Stored items from a collection:
══════════════════════════════

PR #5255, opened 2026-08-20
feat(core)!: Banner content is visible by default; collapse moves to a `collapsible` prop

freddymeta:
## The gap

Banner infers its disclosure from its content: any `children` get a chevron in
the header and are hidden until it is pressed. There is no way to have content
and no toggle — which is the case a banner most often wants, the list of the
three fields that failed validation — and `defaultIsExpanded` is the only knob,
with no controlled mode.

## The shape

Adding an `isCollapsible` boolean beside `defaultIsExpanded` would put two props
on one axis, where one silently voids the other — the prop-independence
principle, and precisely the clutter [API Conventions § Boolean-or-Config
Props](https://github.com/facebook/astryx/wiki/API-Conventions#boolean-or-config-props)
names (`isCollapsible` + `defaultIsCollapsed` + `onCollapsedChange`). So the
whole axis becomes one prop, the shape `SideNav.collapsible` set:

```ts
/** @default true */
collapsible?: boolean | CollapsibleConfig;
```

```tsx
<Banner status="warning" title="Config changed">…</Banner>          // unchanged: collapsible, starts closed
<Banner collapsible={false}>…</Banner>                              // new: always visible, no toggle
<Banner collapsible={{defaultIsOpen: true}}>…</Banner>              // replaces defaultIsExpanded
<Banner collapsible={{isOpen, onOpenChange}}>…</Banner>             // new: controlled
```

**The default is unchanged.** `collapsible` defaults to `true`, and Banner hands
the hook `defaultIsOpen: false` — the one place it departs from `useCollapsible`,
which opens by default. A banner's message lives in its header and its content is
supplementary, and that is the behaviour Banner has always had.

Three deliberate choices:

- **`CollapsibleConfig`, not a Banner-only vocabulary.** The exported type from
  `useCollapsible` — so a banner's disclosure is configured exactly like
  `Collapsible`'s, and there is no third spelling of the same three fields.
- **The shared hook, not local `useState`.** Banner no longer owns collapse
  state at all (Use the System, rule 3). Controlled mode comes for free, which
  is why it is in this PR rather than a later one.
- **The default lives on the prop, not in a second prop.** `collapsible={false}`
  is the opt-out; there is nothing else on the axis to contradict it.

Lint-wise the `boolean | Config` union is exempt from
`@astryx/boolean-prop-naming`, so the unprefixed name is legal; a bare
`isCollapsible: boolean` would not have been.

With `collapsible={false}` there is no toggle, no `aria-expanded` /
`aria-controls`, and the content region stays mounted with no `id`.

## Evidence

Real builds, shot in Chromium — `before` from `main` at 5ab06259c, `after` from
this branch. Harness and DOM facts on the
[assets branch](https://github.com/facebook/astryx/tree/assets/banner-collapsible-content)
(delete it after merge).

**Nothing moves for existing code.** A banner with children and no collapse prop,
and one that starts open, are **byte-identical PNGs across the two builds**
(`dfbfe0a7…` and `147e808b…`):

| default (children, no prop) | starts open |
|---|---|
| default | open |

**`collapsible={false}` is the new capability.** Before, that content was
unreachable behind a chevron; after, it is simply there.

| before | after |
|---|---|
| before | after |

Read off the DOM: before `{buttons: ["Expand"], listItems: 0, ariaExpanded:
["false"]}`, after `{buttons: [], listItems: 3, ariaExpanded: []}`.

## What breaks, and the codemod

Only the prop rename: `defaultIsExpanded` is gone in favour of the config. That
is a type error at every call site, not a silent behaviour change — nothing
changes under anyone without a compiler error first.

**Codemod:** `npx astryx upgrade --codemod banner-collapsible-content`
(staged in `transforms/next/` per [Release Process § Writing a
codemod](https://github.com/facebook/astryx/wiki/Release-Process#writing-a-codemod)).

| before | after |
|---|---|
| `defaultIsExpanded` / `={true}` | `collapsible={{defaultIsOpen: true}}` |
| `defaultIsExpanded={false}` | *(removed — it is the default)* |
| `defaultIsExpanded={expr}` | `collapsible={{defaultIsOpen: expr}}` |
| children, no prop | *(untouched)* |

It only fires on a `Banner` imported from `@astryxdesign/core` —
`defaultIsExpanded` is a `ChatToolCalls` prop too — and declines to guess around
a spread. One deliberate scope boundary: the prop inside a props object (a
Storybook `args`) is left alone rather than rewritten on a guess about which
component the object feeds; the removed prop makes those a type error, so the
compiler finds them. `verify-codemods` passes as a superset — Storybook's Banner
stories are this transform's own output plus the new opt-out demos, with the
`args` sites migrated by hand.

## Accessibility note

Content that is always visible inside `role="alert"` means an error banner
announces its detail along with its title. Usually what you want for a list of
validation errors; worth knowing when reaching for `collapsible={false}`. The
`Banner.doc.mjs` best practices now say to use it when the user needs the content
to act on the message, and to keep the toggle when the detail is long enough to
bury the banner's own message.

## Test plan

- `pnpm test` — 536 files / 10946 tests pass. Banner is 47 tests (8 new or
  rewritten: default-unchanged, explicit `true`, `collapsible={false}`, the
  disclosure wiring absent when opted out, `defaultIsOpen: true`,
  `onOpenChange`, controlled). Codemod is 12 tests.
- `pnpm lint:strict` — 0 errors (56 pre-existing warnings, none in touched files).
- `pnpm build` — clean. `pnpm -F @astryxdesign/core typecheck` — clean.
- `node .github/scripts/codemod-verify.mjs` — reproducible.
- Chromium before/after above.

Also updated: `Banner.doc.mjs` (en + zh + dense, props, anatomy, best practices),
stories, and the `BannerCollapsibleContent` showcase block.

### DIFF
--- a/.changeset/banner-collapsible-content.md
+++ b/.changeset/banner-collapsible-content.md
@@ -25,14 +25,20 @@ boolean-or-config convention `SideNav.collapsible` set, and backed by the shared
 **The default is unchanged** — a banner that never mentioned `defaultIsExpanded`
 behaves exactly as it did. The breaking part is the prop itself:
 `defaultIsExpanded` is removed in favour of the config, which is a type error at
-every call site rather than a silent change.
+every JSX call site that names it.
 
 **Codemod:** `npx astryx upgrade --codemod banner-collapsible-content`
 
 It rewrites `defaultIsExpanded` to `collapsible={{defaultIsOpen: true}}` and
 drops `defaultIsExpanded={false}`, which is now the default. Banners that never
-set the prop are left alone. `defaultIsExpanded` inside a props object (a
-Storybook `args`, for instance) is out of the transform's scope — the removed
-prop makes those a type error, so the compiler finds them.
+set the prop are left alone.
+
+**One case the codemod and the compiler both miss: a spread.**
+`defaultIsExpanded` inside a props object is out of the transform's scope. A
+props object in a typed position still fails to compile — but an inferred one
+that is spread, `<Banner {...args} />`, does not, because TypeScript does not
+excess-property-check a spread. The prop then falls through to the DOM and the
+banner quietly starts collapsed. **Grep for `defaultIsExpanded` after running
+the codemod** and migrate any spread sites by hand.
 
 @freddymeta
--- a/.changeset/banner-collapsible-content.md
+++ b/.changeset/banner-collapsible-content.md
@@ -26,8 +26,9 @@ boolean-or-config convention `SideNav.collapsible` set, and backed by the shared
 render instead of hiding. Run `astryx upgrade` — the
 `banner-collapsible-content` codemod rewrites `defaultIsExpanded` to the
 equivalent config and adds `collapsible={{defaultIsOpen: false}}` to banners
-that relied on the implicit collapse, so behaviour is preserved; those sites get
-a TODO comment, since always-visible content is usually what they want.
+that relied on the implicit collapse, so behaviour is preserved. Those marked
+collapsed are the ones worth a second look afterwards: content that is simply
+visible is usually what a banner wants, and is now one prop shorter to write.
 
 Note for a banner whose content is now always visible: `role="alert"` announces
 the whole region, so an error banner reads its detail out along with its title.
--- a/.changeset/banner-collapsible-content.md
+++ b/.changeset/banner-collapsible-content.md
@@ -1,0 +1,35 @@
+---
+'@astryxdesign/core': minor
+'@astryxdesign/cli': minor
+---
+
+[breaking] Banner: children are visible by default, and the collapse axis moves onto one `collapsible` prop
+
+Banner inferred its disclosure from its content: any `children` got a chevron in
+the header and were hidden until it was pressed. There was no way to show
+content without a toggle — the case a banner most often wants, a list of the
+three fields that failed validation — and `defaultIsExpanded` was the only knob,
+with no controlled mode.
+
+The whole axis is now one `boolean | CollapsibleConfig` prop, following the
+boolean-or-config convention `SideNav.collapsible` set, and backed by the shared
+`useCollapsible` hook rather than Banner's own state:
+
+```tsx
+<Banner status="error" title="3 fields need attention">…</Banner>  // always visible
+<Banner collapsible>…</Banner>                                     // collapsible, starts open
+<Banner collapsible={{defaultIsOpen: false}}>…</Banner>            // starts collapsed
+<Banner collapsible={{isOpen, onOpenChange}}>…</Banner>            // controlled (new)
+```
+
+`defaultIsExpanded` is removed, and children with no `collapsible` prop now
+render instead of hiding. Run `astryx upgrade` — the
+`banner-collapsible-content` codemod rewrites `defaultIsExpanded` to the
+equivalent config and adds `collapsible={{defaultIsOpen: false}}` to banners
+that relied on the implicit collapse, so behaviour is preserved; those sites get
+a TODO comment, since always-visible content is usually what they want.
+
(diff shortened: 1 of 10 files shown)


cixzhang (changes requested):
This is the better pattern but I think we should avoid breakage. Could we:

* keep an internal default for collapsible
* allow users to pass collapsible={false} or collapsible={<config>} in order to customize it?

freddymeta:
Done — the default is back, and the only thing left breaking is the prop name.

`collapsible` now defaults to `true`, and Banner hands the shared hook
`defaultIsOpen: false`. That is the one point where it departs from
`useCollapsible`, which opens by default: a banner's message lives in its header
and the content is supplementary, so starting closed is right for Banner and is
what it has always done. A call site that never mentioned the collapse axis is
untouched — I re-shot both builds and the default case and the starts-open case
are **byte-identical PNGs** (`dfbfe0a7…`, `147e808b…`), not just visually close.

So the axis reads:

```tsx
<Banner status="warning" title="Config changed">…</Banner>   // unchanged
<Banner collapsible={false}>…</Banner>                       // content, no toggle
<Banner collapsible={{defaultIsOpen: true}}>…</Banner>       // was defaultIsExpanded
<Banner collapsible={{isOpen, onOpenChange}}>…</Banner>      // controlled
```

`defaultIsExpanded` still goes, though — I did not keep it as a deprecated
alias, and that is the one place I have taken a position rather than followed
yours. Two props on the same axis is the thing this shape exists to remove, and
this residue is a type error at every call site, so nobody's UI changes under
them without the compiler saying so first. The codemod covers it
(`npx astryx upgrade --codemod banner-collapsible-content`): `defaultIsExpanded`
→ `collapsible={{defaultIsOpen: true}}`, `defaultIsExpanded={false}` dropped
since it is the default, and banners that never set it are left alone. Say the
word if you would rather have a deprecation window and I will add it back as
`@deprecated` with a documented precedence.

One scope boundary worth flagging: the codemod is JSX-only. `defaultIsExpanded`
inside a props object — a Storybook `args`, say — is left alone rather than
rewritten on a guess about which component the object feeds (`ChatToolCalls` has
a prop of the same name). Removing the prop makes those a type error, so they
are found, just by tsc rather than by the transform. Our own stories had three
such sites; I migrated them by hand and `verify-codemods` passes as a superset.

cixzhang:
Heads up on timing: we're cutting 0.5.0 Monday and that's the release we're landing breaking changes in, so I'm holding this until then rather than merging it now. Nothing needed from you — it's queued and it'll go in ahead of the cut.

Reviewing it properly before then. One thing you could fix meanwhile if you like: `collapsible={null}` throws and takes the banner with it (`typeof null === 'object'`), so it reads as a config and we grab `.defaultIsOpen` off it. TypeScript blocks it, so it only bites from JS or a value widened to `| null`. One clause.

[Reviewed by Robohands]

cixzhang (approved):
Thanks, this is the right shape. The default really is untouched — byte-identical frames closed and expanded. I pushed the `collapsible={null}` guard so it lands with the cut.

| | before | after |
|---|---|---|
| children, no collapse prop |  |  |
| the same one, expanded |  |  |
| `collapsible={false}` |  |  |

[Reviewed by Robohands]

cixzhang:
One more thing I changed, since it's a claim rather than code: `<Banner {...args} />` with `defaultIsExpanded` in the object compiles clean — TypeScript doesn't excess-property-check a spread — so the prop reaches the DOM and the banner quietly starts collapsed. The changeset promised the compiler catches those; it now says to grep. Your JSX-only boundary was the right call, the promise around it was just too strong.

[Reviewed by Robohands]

══════════════════════════════

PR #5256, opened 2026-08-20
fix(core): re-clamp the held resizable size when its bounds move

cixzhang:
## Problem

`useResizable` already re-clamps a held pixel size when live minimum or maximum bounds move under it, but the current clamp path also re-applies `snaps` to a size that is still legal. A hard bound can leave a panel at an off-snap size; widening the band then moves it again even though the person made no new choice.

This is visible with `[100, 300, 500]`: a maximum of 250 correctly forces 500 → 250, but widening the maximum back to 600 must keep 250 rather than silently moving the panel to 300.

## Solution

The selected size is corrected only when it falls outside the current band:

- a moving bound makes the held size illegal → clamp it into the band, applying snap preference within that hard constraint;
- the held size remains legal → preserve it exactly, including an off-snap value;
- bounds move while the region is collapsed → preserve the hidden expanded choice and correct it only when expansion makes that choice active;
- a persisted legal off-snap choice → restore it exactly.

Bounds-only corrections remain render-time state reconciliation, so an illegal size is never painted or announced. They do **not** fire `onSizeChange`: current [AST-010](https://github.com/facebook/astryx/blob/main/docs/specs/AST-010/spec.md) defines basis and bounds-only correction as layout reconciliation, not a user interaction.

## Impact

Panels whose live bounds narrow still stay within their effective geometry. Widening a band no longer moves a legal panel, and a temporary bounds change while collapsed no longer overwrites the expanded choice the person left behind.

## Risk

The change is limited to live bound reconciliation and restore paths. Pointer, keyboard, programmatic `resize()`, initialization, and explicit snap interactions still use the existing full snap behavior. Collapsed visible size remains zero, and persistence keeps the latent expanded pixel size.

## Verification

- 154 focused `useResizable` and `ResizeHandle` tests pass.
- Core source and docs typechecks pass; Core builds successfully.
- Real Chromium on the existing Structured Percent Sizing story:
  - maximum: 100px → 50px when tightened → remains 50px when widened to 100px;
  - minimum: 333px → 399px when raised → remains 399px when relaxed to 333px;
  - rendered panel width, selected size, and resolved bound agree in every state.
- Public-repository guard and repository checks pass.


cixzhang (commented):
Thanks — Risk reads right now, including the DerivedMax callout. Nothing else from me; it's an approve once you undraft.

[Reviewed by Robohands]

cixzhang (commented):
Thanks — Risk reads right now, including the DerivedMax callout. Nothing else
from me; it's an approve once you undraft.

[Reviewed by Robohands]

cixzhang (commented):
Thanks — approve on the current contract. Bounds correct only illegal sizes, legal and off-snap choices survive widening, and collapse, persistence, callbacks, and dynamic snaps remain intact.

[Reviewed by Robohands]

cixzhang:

══════════════════════════════

EXERCISE BRIEF: Search the entries for the word "instead", then list each line that holds it.

SOLUTION BELOW:
 render instead of hiding. Run `astryx upgrade` — the
+render instead of hiding. Run `astryx upgrade` — the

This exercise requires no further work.